## RECORD EXCERPTS:

PR #966, opened 2024-08-28
opentelemetry-clickhouse.json: fix "Duration" in "Traces" list

jberryman:
formerly this was the sum of all (nested) spans which isn't a meaningful value. `max` is also potentially not quite right, as it assumes one top-level containing span which I'm not sure is a valid assumption

### DIFF
--- a/src/dashboards/opentelemetry-clickhouse.json
+++ b/src/dashboards/opentelemetry-clickhouse.json
@@ -670,7 +670,7 @@
           },
           "pluginVersion": "4.0.6",
           "queryType": "table",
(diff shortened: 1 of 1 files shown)


jberryman:
actually the whole traces section is pretty bad and should be redone with some care imo

SpencerTorres:
> actually the whole traces section is pretty bad and should be redone with some care imo

Do we still want to merge this or should we open an issue to collaborate on an improved version?

With pre-made dashboards it can be hard to properly cover all use cases, these are more of a foundation for users to expand on to fit their specific needs.

jberryman:
sorry my last comment wasn't very constructive. I will try to post a list of other things that can be changed or PRs if I have space, but I'm not sure if I will. I think merging this would be an improvement if you have time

## TASK PROMPT:
Each line above is to be reproduced exactly. Leave none out.

## THE ANSWER:
PR #966, opened 2024-08-28
opentelemetry-clickhouse.json: fix "Duration" in "Traces" list

jberryman:
formerly this was the sum of all (nested) spans which isn't a meaningful value. `max` is also potentially not quite right, as it assumes one top-level containing span which I'm not sure is a valid assumption

### DIFF
--- a/src/dashboards/opentelemetry-clickhouse.json
+++ b/src/dashboards/opentelemetry-clickhouse.json
@@ -670,7 +670,7 @@
           },
           "pluginVersion": "4.0.6",
           "queryType": "table",
(diff shortened: 1 of 1 files shown)


jberryman:
actually the whole traces section is pretty bad and should be redone with some care imo

SpencerTorres:
> actually the whole traces section is pretty bad and should be redone with some care imo

Do we still want to merge this or should we open an issue to collaborate on an improved version?

With pre-made dashboards it can be hard to properly cover all use cases, these are more of a foundation for users to expand on to fit their specific needs.

jberryman:
sorry my last comment wasn't very constructive. I will try to post a list of other things that can be changed or PRs if I have space, but I'm not sure if I will. I think merging this would be an improvement if you have time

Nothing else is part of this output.